I wanted to say that wasn’t true—that we hadn’t done anything of the kind. But without knowing it, we pro
bably had. Kenneth Adcock hadn’t been chief of police back then, but as assistant chief, he would have had access to everything any of us wrote in the murder book. He would have known exactly how the investigation was going at any given moment. And it worked. No doubt he had kept tabs on everything from day one. Eventually the case had gone cold at his instigation, and then, with some additional encouragement from him, it had disappeared entirely.

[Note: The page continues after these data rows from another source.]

PR #97, opened 2020-07-11
optionally throttle requests per second

### LINKED ISSUE #90: Make it possible to rate limit a loadtest to x req/s

jeremyandrews:
Initial implementation of requests/second throttle. Fix #90 

 - rebased on top of #98 and #99 (splitting out rename of outer `response` wrapper to `goose`)
 - return `Result<GooseResponse, Error)` from `goose_send()` to allow a clean and quick shutdown even when the throttle is enabled -- this is an API change, bumping the version from `0.8.y` to `0.9.x`
 - throttle implemented with a modified leaky bucket algorithm, when a `GooseClient` makes a request and the throttle is enabled, they have to put a token in the throttle channel before making a request; a dedicated throttle thread removes tokens freeing up space at the desired rate of throttling
 - support up to a throttle-rate of 1,000,000 requests per second, keeping the minimum sleep time to ~10ms by removing multiple tokens at a time
 - integration test, confirms requests are throttled, and increasing the throttle increases the requests per second accordingly

--

In a followup PR will explore returning `Result<>` from Goose task functions as well, allowing the use of `?` to streamline writing load tests.

### DIFF
--- a/Cargo.toml
+++ b/Cargo.toml
@@ -12,7 +12,6 @@ keywords = ["loadtesting", "performance", "web", "framework", "tool"]
 license = "Apache-2.0"
 
 [dependencies]
-async-std = { version = "1.6", features = ["unstable", "tokio02"] }
 ctrlc = "3.1"
 futures = "0.3"
 http = "0.2"
--- a/Cargo.toml
+++ b/Cargo.toml
@@ -1,6 +1,6 @@
 [package]
 name = "goose"
-version = "0.8.3-dev"
+version = "0.9.0-dev"
 authors = ["Jeremy Andrews <jeremy@tag1consulting.com>"]
 edition = "2018"
 description = "A load testing tool inspired by Locust."
--- a/Cargo.toml
+++ b/Cargo.toml
@@ -12,6 +12,7 @@ keywords = ["loadtesting", "performance", "web", "framework", "tool"]
 license = "Apache-2.0"
 
 [dependencies]
+async-std = { version = "1.6", features = ["unstable", "tokio02"] }
 ctrlc = "3.1"
 futures = "0.3"
 http = "0.2"
--- a/examples/drupal_loadtest.rs
+++ b/examples/drupal_loadtest.rs
@@ -82,42 +82,46 @@ fn main() {
 
 /// View the front page.
 async fn drupal_loadtest_front_page(user: &GooseUser) {
-    if let Ok(mut goose) = user.get("/").await {
-        // Grab some static assets from the front page.
-        match goose.response {
-            Ok(response) => {
-                // Copy the headers so we have them for logging if there are errors.
-                let headers = &response.headers().clone();
-                match response.text().await {
-                    Ok(t) => {
-                        let re = Regex::new(r#"src="(.*?)""#).unwrap();
-                        // Collect copy of URLs to run them async
-                        let mut urls = Vec::new();
-                        for url in re.captures_iter(&t) {
-                            if url[1].contains("/misc") || url[1].contains("/themes") {
-                                urls.push(url[1].to_string());
-                            }
-                        }
-                        for asset in &urls {
-                            let _ = user.get_named(asset, "static asset").await;
+    let mut goose = match user.get("/").await {
+        // Return early if get fails, there's nothing else to do.
+        Err(_) => return,
+        // Otherwise unwrap the Result.
+        Ok(g) => g,
+    };
+
+    match goose.response {
+        Ok(response) => {
+            // Copy the headers so we have them for logging if there are errors.
+            let headers = &response.headers().clone();
+            match response.text().await {
+                Ok(t) => {
+                    let re = Regex::new(r#"src="(.*?)""#).unwrap();
+                    // Collect copy of URLs to run them async
+                    let mut urls = Vec::new();
+                    for url in re.captures_iter(&t) {
+                        if url[1].contains("/misc") || url[1].contains("/themes") {
+                            urls.push(url[1].to_string());
                         }
                     }
-                    Err(e) => {
-                        user.set_failure(&mut goose.request);
-                        let error = format!("front_page: failed to parse pag: {}", e);
-                        // We choose to both log and display errors to stdout.
-                        eprintln!("{}", &error);
-                        user.log_debug(&error, Some(goose.request), Some(&headers), None);
+                    for asset in &urls {
+                        let _ = user.get_named(asset, "static asset").await;
                     }
                 }
+                Err(e) => {
+                    user.set_failure(&mut goose.request);
+                    let error = format!("front_page: failed to parse pag: {}", e);
+                    // We choose to both log and display errors to stdout.
+                    eprintln!("{}", &error);
+                    user.log_debug(&error, Some(goose.request), Some(&headers), None);
+                }
             }
-            Err(e) => {
-                user.set_failure(&mut goose.request);
-                let error = format!("front_page: no response from server: {}", e);
-                // We choose to both log and display errors to stdout.
-                eprintln!("{}", &error);
-                user.log_debug(&error, Some(goose.request), None, None);
-            }
+        }
+        Err(e) => {
+            user.set_failure(&mut goose.request);
+            let error = format!("front_page: no response from server: {}", e);
+            // We choose to both log and display errors to stdout.
+            eprintln!("{}", &error);
+            user.log_debug(&error, Some(goose.request), None, None);
         }
     }
 }
@@ -136,64 +140,68 @@ async fn drupal_loadtest_profile_page(user: &GooseUser) {
 
 /// Log in.
 async fn drupal_loadtest_login(user: &GooseUser) {
-    if let Ok(mut goose) = user.get("/user").await {
-        match goose.response {
-            Ok(response) => {
-                // Copy the headers so we have them for logging if there are errors.
-                let headers = &response.headers().clone();
-                match response.text().await {
-                    Ok(html) => {
-                        let re = Regex::new(r#"name="form_build_id" value=['"](.*?)['"]"#).unwrap();
-                        let form_build_id = match re.captures(&html) {
-                            Some(f) => f,
-                            None => {
-                                user.set_failure(&mut goose.request);
-                                let error = "login: no form_build_id on page: /user page";
-                                // We choose to both log and display errors to stdout.
-                                eprintln!("{}", error);
-                                user.log_debug(
-                                    error,
-                                    Some(goose.request),
-                                    Some(&headers),
-                                    Some(html.clone()),
-                                );
-                                return;
-                            }
-                        };
+    let mut goose = match user.get("/user").await {
+        // Return early if get fails, there's nothing else to do.
+        Err(_) => return,
+        // Otherwise unwrap the Result.
+        Ok(g) => g,
+    };
 
-                        // Log the user in.
-                        let uid: usize = rand::thread_rng().gen_range(3, 5_002);
-                        let username = format!("user{}", uid);
-                        let params = [
-                            ("name", username.as_str()),
-                            ("pass", "12345"),
-                            ("form_build_id", &form_build_id[1]),
-                            ("form_id", "user_login"),
-                            ("op", "Log+in"),
-                        ];
-                        let request_builder = user.goose_post("/user").await;
-                        let _goose = user.goose_send(request_builder.form(&params), None).await;
-                        // @TODO: verify that we actually logged in.
-                    }
-                    Err(e) => {
-                        user.set_failure(&mut goose.request);
-                        let error =
-                            format!("login: unexpected error when loading /user page: {}", e);
-                        // We choose to both log and display errors to stdout.
-                        eprintln!("{}", &error);
-                        user.log_debug(&error, Some(goose.request), Some(&headers), None);
-                    }
+    match goose.response {
+        Ok(response) => {
+            // Copy the headers so we have them for logging if there are errors.
+            let headers = &response.headers().clone();
+            match response.text().await {
+                Ok(html) => {
+                    let re = Regex::new(r#"name="form_build_id" value=['"](.*?)['"]"#).unwrap();
+                    let form_build_id = match re.captures(&html) {
+                        Some(f) => f,
+                        None => {
+                            user.set_failure(&mut goose.request);
+                            let error = "login: no form_build_id on page: /user page";
+                            // We choose to both log and display errors to stdout.
+                            eprintln!("{}", error);
+                            user.log_debug(
+                                error,
+                                Some(goose.request),
+                                Some(&headers),
+                                Some(html.clone()),
+                            );
+                            return;
+                        }
+                    };
+
+                    // Log the user in.
+                    let uid: usize = rand::thread_rng().gen_range(3, 5_002);
+                    let username = format!("user{}", uid);
+                    let params = [
+                        ("name", username.as_str()),
+                        ("pass", "12345"),
+                        ("form_build_id", &form_build_id[1]),
+                        ("form_id", "user_login"),
+                        ("op", "Log+in"),
+                    ];
+                    let request_builder = user.goose_post("/user").await;
+                    let _goose = user.goose_send(request_builder.form(&params), None).await;
+                    // @TODO: verify that we actually logged in.
+                }
+                Err(e) => {
+                    user.set_failure(&mut goose.request);
+                    let error = format!("login: unexpected error when loading /user page: {}", e);
+                    // We choose to both log and display errors to stdout.
+                    eprintln!("{}", &error);
+                    user.log_debug(&error, Some(goose.request), Some(&headers), None);
                 }
             }
-            // Goose will catch this error.
-            Err(e) => {
-                user.log_debug(
-                    format!("login: no response from server: {}", e).as_str(),
-                    None,
-                    None,
-                    None,
-                );
-            }
+        }
+        // Goose will catch this error.
+        Err(e) => {
+            user.log_debug(
+                format!("login: no response from server: {}", e).as_str(),
+                None,
+                None,
+                None,
+            );
         }
     }
 }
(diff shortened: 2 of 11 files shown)


jeremyandrews:
Example of it working:

```
jandrews@piccolo:~/devel/rust/goose$ cargo run --example drupal_loadtest -- --host http://apache.fosciana/ -u10 -r25 -t10s -v --throttle-requests 20
   Compiling goose v0.8.3-dev (/home/jandrews/devel/rust/goose)
    Finished dev [unoptimized + debuginfo] target(s) in 7.73s
     Running `target/debug/examples/drupal_loadtest --host 'http://apache.fosciana/' -u10 -r25 -t10s -v --throttle-requests 20`
08:08:23 [ INFO] Output verbosity level: INFO
08:08:23 [ INFO] Logfile verbosity level: INFO
08:08:23 [ INFO] Writing to log file: goose.log
08:08:23 [ INFO] run_time = 10
08:08:23 [ INFO] global host configured: http://apache.fosciana/
08:08:23 [ INFO] initializing user states...
08:08:23 [ INFO] throttle allowing 1 request every 50ms
   ...
 Name                    | # reqs         | # fails        | req/s  | fail/s
 ----------------------------------------------------------------------------- 
 GET (Anon) front page   | 33             | 0 (0%)         | 2      | 0    
 GET (Anon) node page    | 11             | 0 (0%)         | 0      | 0    
 GET (Anon) user page    | 3              | 0 (0%)         | 0      | 0    
 GET (Auth) front page   | 2              | 0 (0%)         | 0      | 0    
 GET (Auth) login        | 2              | 0 (0%)         | 0      | 0    
 GET static asset        | 210            | 0 (0%)         | 16     | 0    
 POST (Auth) login       | 2              | 0 (0%)         | 0      | 0    
 ------------------------+----------------+----------------+--------+--------- 
 Aggregated              | 263            | 0 (0%)         | 20     | 0    
-------------------------------------------------------------------------------

```

src/throttle.rs
```diff
@@ -0,0 +1,19 @@
...
+
+/// Throttle thread, limits how fast requests can be made across all GooseUser threads.
+pub async fn throttle_main(configuration: GooseConfiguration, throttle_sender: Sender<bool>) {
+    let sleep_duration =
+        time::Duration::from_secs_f32(1.0 / configuration.throttle_requests.unwrap() as f32);
+    info!("throttle allowing 1 request every {:?}", sleep_duration);
+
+    // Loop until parent thread exits, adding one element
+    loop {
+        time::delay_for(sleep_duration).await;
```
LionsAd, line 14: All looks good - except this part.

A Token Bucket Filter is waiting exactly one second and then putting k tokens until the bucket is full.

Right now if no one is consuming tokens the req/s can be way higher than configured.

Maybe a bounded channel with try_send would work?

jeremyandrews: We create a bounded channel here:

```rust
             let (sender, receiver): (Sender<bool>, Receiver<bool>) = channel(throttle_requests);
```

Specifically `throttle_requests` is the value passed in with the `--throttle-requests` flag.

This means if nobody consumes tokens for some time, the bucket will just fill up to this maximum value then `throttle_sender.send(true).await` will block.

The only reason I added a comment about `try_send` is when we auto-tune we'll need to handle a full bucket (ie, increase the number of user threads).

jeremyandrews: Also, we space out the adding of tokens as opposed to filling the bucket every second to avoid bursty traffic.

LionsAd: Ah - I indeed missed the bounded channel argument.

So that part is good.

I wonder about the clock resolution of the wait.

"
Implementers of this algorithm on platforms lacking the clock resolution necessary to add a single token to the bucket every 
1
/
r
1/r seconds may want to consider an alternative formulation. Given the ability to update the token bucket every S milliseconds, the number of tokens to add every S milliseconds = 
(
r
∗
S
)
/
1000
(r*S)/1000.
„

So likely to instead add tokens every 10 ms might be a good compromise.

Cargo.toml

“I’m afraid the boys’ mother was probably right about that,” I admitted. “The man in question was in a position of authority inside the department, although I can assure you, none of the investigators at the time had any inkling of his involvement.”
“How do you know that?” Howard asked.
“Because I was there,” I said. “Because I was one of the detectives on the case, and I can assure you that Kenneth Adcock’s name never came up.”
I heard a catch in Howard Clark’s voice when he spoke again. “Yes,” he said. “That’s the name she told me. I promised her that I’d never do anything that would jeopardize the boys’ safety, so I’ve made it a point to stay completely out of it, but what about now? If you’re bringing this up now because there’s no statute of limitations on homicide, what if there’s no statute of limitations on Adcock’s threats, either? What if he comes after Frankie even after all this time?”
“He can’t,” I answered simply. “Kenneth Adcock is dead. He died in a diving accident years ago.”
“Oh,” Howard said. “I’m glad to hear it. Well, not glad so much as relieved. I wish Mimi had known he was dead. It would have been a blessing for her, because she always worried about it. Once I got her out of there and home to Yakima, we turned our backs on all of it. I adopted the boys. DonLeavy’s name wasn’t on the birth certificate, so he didn’t need to abandon his parental rights, and he never paid another dime of child support.”